● **What is required**
From the entries, copy out every line in which the word "public" is found.

● **Source records**
--*--

PR #3072, opened 2023-06-14
fix(repository): fix s3 list bucket permission error

### LINKED ISSUE #3071: AWS s3 - Repository creation fails under credentials with restrictive IAM roles
There is a use case that multiple users share one bucket, so AWS provides IAM role policies that grant access to a sub-dir(prefix) of a s3 bucket but restrict the access to the bucket itself.

During creating the repository, Kopia tries to request `s3:HeadBucket` to the bucket (by calling `minio.Clinet.BucketExists`). As a result, an `access denied` error will be returned.

Actually, in this case, the repository can be created successfully in the sub-dirs, so should not be blocked.

Lyndon-Li:
Skip the accessDenied error of `BucketExists`. As the case mentioned in the issue, the denying access to the bucket itself doesn't mean the denying access to the sub-dirs of the bucket.

Fixes #3071


jkowalski:
I think a better fix would be to read non-existent blob (UUID) and expect Not Found.

Lyndon-Li:
> I think a better fix would be to read non-existent blob (UUID) and expect Not Found similar to what `gcs_storage.go` does

@jkowalski Thanks for the suggestion, I have modified the code accordingly, please have a look.

Lyndon-Li:
@jkowalski 
There are some conflicts and Lint check errors. I have fix them, please have another look. Thanks!

repo/blob/s3/s3_storage.go
```diff
@@ -312,6 +312,40 @@ func (s *s3Storage) FlushCaches(ctx context.Context) error {
...
+	if s.Options.Prefix == "" {
+		return false, errors.Wrap(err, "no permission to access bucket itself")
+	}
+
+	// Verify the existence of bucket by getting an non-existent object from the bucket/prefix and
+	// expecting an BlobNotFound error, in case that the account has no permission to the bucket itself
+	// but has permission to the prefix of the bucket
+	nonExistentBlob := fmt.Sprintf("kopia-s3-storage-initializing-%v", clock.Now().UnixNano())
+
+	var scOutput gather.WriteBuffer
```
jkowalski, line 339: add `defer scOutput.Close()` and while at it rename it to something like `out`

Lyndon-Li: Done the changes. Thanks

Lyndon-Li:
@jkowalski 
BTW, can we include this fix into the next patch release, i.e., v0.13.1?
If so, what else should I do?

jkowalski:
This looks reasonable, but I'll also want @julio-lopez to take a look as I'm not sure if what you're doing with bucketExists() check will not break existing customers.

We definitely need to have some additional tests for this behavior - in https://github.com/kopia/kopia/blob/master/repo/blob/s3/s3_storage_test.go

Note you won't be able to run all the tests yourself since you don't have credentials to the official storage backends, but I can run those for you.

Lyndon-Li:
@jkowalski 
OK, let me check the existing UT code in `s3_storage_test.go` and see how to add UT for the new logics.

repo/blob/s3/s3_storage.go
```diff
@@ -312,6 +312,42 @@ func (s *s3Storage) FlushCaches(ctx context.Context) error {
 	return nil
 }
 
+func isAccessDenied(err error) bool {
+	var e minio.ErrorResponse
+	return errors.As(err, &e) && e.Code == "AccessDenied"
+}
+
+func (s *s3Storage) bucketExists(ctx context.Context) (bool, error) {
```
julio-lopez, line 320: Overall, it seems reasonable to do. The initial reaction or concern is about how this behaves with different S3 providers.

Let's make sure we provide information in the error that is useful to the user, and for debugging issues, etc.

Main comments are nits around some of the functionality and code structure.

- Make this a package (helper) function instead of a function with a receiver. Explicitly pass the `cli` client and the bucket name.
- Move (from the caller to this function) some of the error handling and wrapping.
- Return only error, instead of `bool, error`, simply check for error on the caller and propagate without wrapping at the caller

repo/blob/s3/s3_storage.go
```diff
@@ -312,6 +312,42 @@ func (s *s3Storage) FlushCaches(ctx context.Context) error {
...
+	ok, err := s.cli.BucketExists(ctx, s.Options.BucketName)
+	if err == nil {
+		return ok, nil
+	}
+
+	if !isAccessDenied(err) {
+		return false, errors.Wrap(err, "error checking bucket existence")
+	}
+
+	if s.Options.Prefix == "" {
```
julio-lopez, line 330: Can the check below (for a non-existing blob) be performed as well when the prefix is empty?

repo/blob/s3/s3_storage.go
```diff
@@ -408,12 +450,6 @@ func newStorageWithCredentials(ctx context.Context, creds *credentials.Credentia
 		return nil, errors.Errorf("bucket %q does not exist", opt.BucketName)
 	}
```
julio-lopez, line 451: Move these 2 error checks to the helper function and only return error from the helper, as mentioned above.

repo/blob/s3/s3_storage.go
```diff
@@ -312,6 +312,42 @@ func (s *s3Storage) FlushCaches(ctx context.Context) error {
...
+	var e minio.ErrorResponse
+	return errors.As(err, &e) && e.Code == "AccessDenied"
+}
+
+func (s *s3Storage) bucketExists(ctx context.Context) (bool, error) {
+	ok, err := s.cli.BucketExists(ctx, s.Options.BucketName)
+	if err == nil {
+		return ok, nil
+	}
+
```
julio-lopez, line 325: Check here whether or not the bucket exists, that is:
- when `err == nil && ok`, then `return nil`
- when `err == nil && !ok`, then `return errors.Errorf("bucket %q does not exist", bucketName)`.

Essentially, move here the check that was performed in the caller.

repo/blob/s3/s3_storage.go
```diff
@@ -312,6 +312,42 @@ func (s *s3Storage) FlushCaches(ctx context.Context) error {
 	return nil
 }
 
+func isAccessDenied(err error) bool {
+	var e minio.ErrorResponse
+	return errors.As(err, &e) && e.Code == "AccessDenied"
```
julio-lopez, line 317: Isn't there a way of using `errors.Is` here instead of explicitly comparing `e.Code`? Is the expectation that `err` will always be a `minio.ErrorResponse` and won't be wrapped?

repo/blob/s3/s3_storage.go
```diff
@@ -312,6 +312,42 @@ func (s *s3Storage) FlushCaches(ctx context.Context) error {
...
+	var blobOutput gather.WriteBuffer
+	defer blobOutput.Close()
+
+	err = translateError(s.GetBlob(ctx, blob.ID(nonExistentBlob), 0, -1, &blobOutput))
+
+	if !errors.Is(err, blob.ErrBlobNotFound) {
+		return false, errors.Wrap(err, "error getting blobs from bucket")
+	}
+
+	return true, nil
```
julio-lopez, line 348: Reverse the logic for readability, also wrap with `"unable to determine if bucket %q exists"` here.

```suggestion
	if errors.Is(err, blob.ErrBlobNotFound) {
		return nil
	}
	
	return errors.Wrapf(err, ""unable to determine if bucket %q exists", bucketName)
```

julio-lopez (commented):
@Lyndon-Li You should be able to test this locally at least against MinIO and S3 at least. I assume you have a MinIO instance for testing, or you could use the public one.

julio-lopez (changes requested):
Please address the requested changes

repo/blob/s3/s3_storage.go
julio-lopez: I do not see the changes (yet).

repo/blob/s3/s3_storage.go
Lyndon-Li: When the execution comes to this `if` block (`if s.Options.Prefix == ""`), it means that `s.cli.BucketExists` has returned an `AccessDenied` error. This already indicates that there is no permission to access the bucket itself. 
Then if the prefix is empty, it means users want to write data to the bucket directly (not to a sub dir), however, since we've proved that directly accessing to the bucket is impossible, it is safe to return an error here.

repo/blob/s3/s3_storage.go
Lyndon-Li: I have implemented the 2nd and 3rd suggestions above, but having difficulties for the 1st one -- making `bucketExists` as a helper function.
`bucketExists` needs to call `s3Storage.GetBlob` or `s3Storage.getBlobWithVersion`, which further depends on some functions from `s3Storage`, i.e., `getObjectNameString`.
I tried to modify the code, it would either cause code redundancies or a chain of changes to these functions.

Therefore, can we leave the function with `s3Storage`? If the name `bucketExists` is more like a helper function, how about change its name, e.g., reachBucket?

repo/blob/s3/s3_storage.go
Lyndon-Li: There is no wrap of `minio.ErrorResponse`, see the [minio code here](https://github.com/minio/minio-go/blob/8be815434d9eec0126e6559ea558ba60b18b8992/api-error-response.go#L120).
`minio.ErrorResponse` is not globally defined as errors, so we cannot use `errors.Is` on `minio.ErrorResponse`. We can translate it and define an global error in Kopia code like `translateError`, but eventually we need to check `e.Code` or `e.StatusCode` somewhere.

repo/blob/s3/s3_storage.go
Lyndon-Li: Done

repo/blob/s3/s3_storage.go
Lyndon-Li: Done, thanks

repo/blob/s3/s3_storage.go
Lyndon-Li: Done

repo/blob/s3/s3_storage.go
Lyndon-Li: For now, I've changed the function name to `bucketAccessible`. Let me know for any other suggestions.

Lyndon-Li:
@julio-lopez
> You should be able to test this locally at least against MinIO and S3. I assume you have a MinIO instance for testing, or you could use the public one.

Yes, I have local minio and I also have an AWS account (not sure if I can use it for Kopia test).
I am trying to figure out the logics of existing test cases, so as to decide whether to create a new case or reusing a existing one.

I may need some more time on creating the tests, meanwhile, we can continue discussing the code changes.

Lyndon-Li:
@julio-lopez 
Thanks for your review and suggestions!
I have addressed your comments, some have been reflected in the code and some need further discussion and I have added my comment inline.
Please have another look.

repo/blob/s3/s3_storage.go
julio-lopez: nit: what about `checkBucketAccess` ?

repo/blob/s3/s3_storage.go
```diff
@@ -312,6 +312,45 @@ func (s *s3Storage) FlushCaches(ctx context.Context) error {
 	return nil
 }
 
+func isAccessDenied(err error) bool {
+	var e minio.ErrorResponse
+	return errors.As(err, &e) && e.Code == "AccessDenied"
+}
+
+func (s *s3Storage) bucketAccessible(ctx context.Context) error {
```
julio-lopez, line 320: nit:
```suggestion
func (s *s3Storage) checkBucketAccess(ctx context.Context) error {
```

repo/blob/s3/s3_storage.go
```diff
@@ -399,21 +438,17 @@ func newStorageWithCredentials(ctx context.Context, creds *credentials.Credentia
...
-		return nil, errors.Errorf("bucket %q does not exist", opt.BucketName)
-	}
-
 	s := s3Storage{
 		Options:       *opt,
 		cli:           cli,
 		storageConfig: &StorageConfig{},
 	}
 
+	err = s.bucketAccessible(ctx)
```
julio-lopez, line 447: nit:
```suggestion
	err = s.checkBucketAccess(ctx)
```

julio-lopez (commented):
Provider tests for S3 stores passed.

See comment about eliminating the GetBlob check.

repo/blob/s3/s3_storage.go
Lyndon-Li: For this function (`checkBucketAccess`), the purpose still abides the original one --- check the existence of the bucket. Merely, because of the exception described in #3071, there is a false report if we only call `s.cli.BucketExists`. 
We read against the prefix, is not to assure the Get permission, but to assure the existence of the bucket dir -- `<bucket name>/<prefix>`. Basically, we can use any operation to do the check, i.e., `PutBlob`, `ListBlobs`, while get a non-existing blob is with the least cost.

Or in another word, this function is an EX version of the original `s.cli.BucketExists` function, which assures the existence of the bucket and works in all cases.

We don't aim to check all the permissions that will be used by the later repo operations. If there is indeed a permission error for further repo operations, the error will be returned along with the operation itself, e.g., following this function, we will call `GetBlob` to get the `.storageconfig` file, where the read object permission will be checked.

Lyndon-Li: Let me know if we want to do more checks based on the original purpose.

repo/blob/s3/s3_storage.go
```diff
@@ -312,6 +312,45 @@ func (s *s3Storage) FlushCaches(ctx context.Context) error {
...
+	// expecting an BlobNotFound error, in case that the account has no permission to the bucket itself
+	// but has permission to the prefix of the bucket
+	nonExistentBlob := fmt.Sprintf("kopia-s3-storage-initializing-%v", clock.Now().UnixNano())
+
+	var blobOutput gather.WriteBuffer
+	defer blobOutput.Close()
+
+	err = translateError(s.GetBlob(ctx, blob.ID(nonExistentBlob), 0, -1, &blobOutput))
+
+	if errors.Is(err, blob.ErrBlobNotFound) {
```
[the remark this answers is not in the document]
Lyndon-Li: I think the description from the document missed the factor of the prefix, in our scenarios it is like:

> If you have the s3:ListBucket permission on the bucket/prefix, Amazon S3 returns an HTTP status code 404 (Not Found) error.
> If you don’t have the s3:ListBucket permission on the bucket/prefix, Amazon S3 returns an HTTP status code 403 ("access denied") error.

At least, my local testing result is like this.
If so, this could meet our purpose, while 1 is our expectation the function returns `nil` for it:

1. If the account doesn't have permission to the bucket, but has permission to bucket/prefix, then 404 is returned
2. If the account doesn't have permission to the bucket and neither to bucket/prefix, then 403 is returned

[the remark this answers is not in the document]
Lyndon-Li: > Perhaps, if the error above (when checking for the bucket existence) is "access denied", simply log and return nil. Essentially, things "may or may not" work after that.

This is what the initial changes in this PR, while @jkowalski thought checking a non-existing object against the prefix  is better as it could also check whether the account has permission to the prefix dir. See here https://github.com/kopia/kopia/pull/3072#issuecomment-1596235663

repo/blob/s3/s3_storage.go
Lyndon-Li: Done, change it to `checkBucketAccess`

repo/blob/s3/s3_storage.go
Lyndon-Li: Done

repo/blob/s3/s3_storage.go
Lyndon-Li: Done

repo/blob/s3/s3_storage.go
julio-lopez: The request is to either:
- Preferred: not perform the blob existence check at all when `BucketExists(...)` returns access denied. Simply log, and `return nil`. See below.
- Or perform the blob existence check in all cases, not just when the prefix is empty. This is less preferred, because of the reasons explained in the comment below.


```Go
	if isAccessDenied(err) {
		// log.Infof("unable to determine if bucket %q exists, error: %s", s.Options.BucketName, err)
		return nil
	}
```

repo/blob/s3/s3_storage.go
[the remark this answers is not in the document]
julio-lopez: > This is what the initial changes in this PR, while @jkowalski thought checking a non-existing object against the prefix is better as it could also check the existence of the prefix dir. See here [#3072 (comment)](https://github.com/kopia/kopia/pull/3072#issuecomment-1596235663).

The suggestion is to check for a specific non-existing blob that should return "not found", because either: (1) the bucket does not exist; or (2) the blob does not exist. This does not check the existence of a prefix "directory" object.

At this point in this function, the return from `BucketExists(...)` is "access denied", which likely means the credential does not have permissions to list buckets or to list the name (not the contents) of this specific bucket.

According to the AWS S3 documentation, at this point doing a GET of a non-existent blob should always return "access denied" (here), and never "blob not found".

@Lyndon-Li Can you test this scenario?

- existing bucket
- credentials with:
  1. no access to listing this bucket, or all buckets
  2. access to listing, get, put etc of all blobs inside the bucket.
- perform a get of a non-existent blob with no prefix
- perform a get of a non-existent blob with an additional prefix

Also, what happens when the credential / principal does not have access to list the bucket and the bucket does not exist?
- Does `BucketExists(...)` return "access denied" or "not found"?
- What would the blob existence check return in that case?

Note:
There is no concept or distinction of directories in AWS S3, it is a flat key namespace. 
- An object named `dir/` is simply an object and it can have arbitrary contents.
- It is possible to have an object named `dir/object-1` without requiring the existence of another object with the same prefix, e.g. `dir`, or `dir/`.
This may not apply to other S3 "compatible" implementations.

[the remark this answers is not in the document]
Lyndon-Li: For sure, for an object store, there is no concept of dir. On the other hand, inside the AWS S3 policy, the permission of a bucket/prefix could be different from the bucket itself, like below configuration snippet:
        {
            "Effect": "Allow",
            "Action": [
                "s3:Get*",
                "s3:List*"
            ],
            "Resource": "arn:aws:s3:::bucket-123",
            "Condition": {
                "StringLike": {
                    "s3:prefix": "prefix-123/*"
                }
            }
        },
The above configuration means, the Get and List permission is only applied to `bucket-123/prefix-123`, which could be analogised as that the account has access to the sub-dir only.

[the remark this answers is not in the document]
Lyndon-Li: I have done the above tests through the current code in this PR, here are the results.
**no access to listing this bucket + perform a get of a non-existent blob with no prefix**
```
kopia repository create s3 --bucket=bucket-123
ERROR can't connect to storage: no permission to access bucket itself, bucket "bucket-123": Access Denied.
```

**no access to listing this bucket + perform a get of a non-existent blob with an additional prefix that the account has permission to access**
```
kopia repository create s3 --bucket=bucket-123 --prefix=prefix-123/test1/
Initializing repository with:
  block hash:          BLAKE2B-256-128
  encryption:          AES256-GCM-HMAC-SHA256
  splitter:            DYNAMIC-4M-BUZHASH
Connected to repository.
```

**no access to listing this bucket + perform a get of a non-existent blob with an additional prefix that the account has no permission to access**
```
kopia repository create s3 --bucket=bucket-123 --prefix=prefix-456/test1/
ERROR can't connect to storage: unable to determine if bucket dir is accessible, bucket "bucket-123", prefix "prefix-456/test1/": Access Denied
```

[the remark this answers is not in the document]
Lyndon-Li: Finally, I agree with this statement `This may not apply to other S3 "compatible" implementations`.
And though we have successfully tested the current code against AWS S3, we have no way to test it against all S3 compatible storages.

Therefore, looks like the preferred approach mentioned above is safer:

- Preferred: not perform the blob existence check at all when BucketExists(...) returns access denied. Simply log, and return nil. 

This will not able to capture **Test 3**, but it is totally OK, because later when the repository does further operations, the fail & abort will happen.

What do you think? @julio-lopez @jkowalski 
If you both agree, I will change the code accordingly.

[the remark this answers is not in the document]
julio-lopez: Hi @Lyndon-Li 
Thanks for running the tests, the explanation and your patience. This helped me understand the issues better.

After a conversation with Jarek, it seems that the best route is to simply remove the original bucket existence check and NOT perform any additional checks, that is, remove the helper altogether. The access check will be implicitly performed when getting the "storage config" blob below.

Thanks.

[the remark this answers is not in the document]
Lyndon-Li: Great! That is the simplest way, let me change the code accordingly.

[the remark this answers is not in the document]
Lyndon-Li: @julio-lopez @jkowalski 
I've changed the code accordingly. Please have another look.
Additionally, I didn't see any testing code is checking the return values of original bucket existence check, so I assume we don't need to change the testing code. And let me know any other thing I need to do in order to merge this PR.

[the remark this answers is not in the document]
Lyndon-Li: Here are the test results generated by the new code for the similar test cases above:
**Test 1: no access to this bucket + create repo to the bucket with no prefix**
```
kopia repository create s3 --bucket=bucket-123
ERROR can't connect to storage: error retrieving storage config from bucket "bucket-123": Access Denied
```

**Test 2: no access to this bucket + create repo with an additional prefix that the account has permission to access**
```
kopia repository create s3 --bucket=bucket-123 --prefix=prefix-123/test1/
Initializing repository with:
  block hash:          BLAKE2B-256-128
  encryption:          AES256-GCM-HMAC-SHA256
  splitter:            DYNAMIC-4M-BUZHASH
Connected to repository.
```

**Test 3: no access to listing this bucket + create a repo with an additional prefix that the account has no permission to access**
```
kopia repository create s3 --bucket=bucket-123 --prefix=prefix-456/test1/
ERROR can't connect to storage: error retrieving storage config from bucket "bucket-123": Access Denied
```

julio-lopez:
Thanks @Lyndon-Li

julio-lopez (approved):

--*--

● **Answer**
@Lyndon-Li You should be able to test this locally at least against MinIO and S3 at least. I assume you have a MinIO instance for testing, or you could use the public one.
> You should be able to test this locally at least against MinIO and S3. I assume you have a MinIO instance for testing, or you could use the public one.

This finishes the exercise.